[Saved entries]
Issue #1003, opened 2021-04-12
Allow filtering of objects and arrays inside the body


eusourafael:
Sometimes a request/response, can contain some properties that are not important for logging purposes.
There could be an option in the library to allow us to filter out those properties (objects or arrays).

**Work task**
Reproduce the entries exactly, each one as given.

**Task response**
Issue #1003, opened 2021-04-12
Allow filtering of objects and arrays inside the body


eusourafael:
Sometimes a request/response, can contain some properties that are not important for logging purposes.
There could be an option in the library to allow us to filter out those properties (objects or arrays).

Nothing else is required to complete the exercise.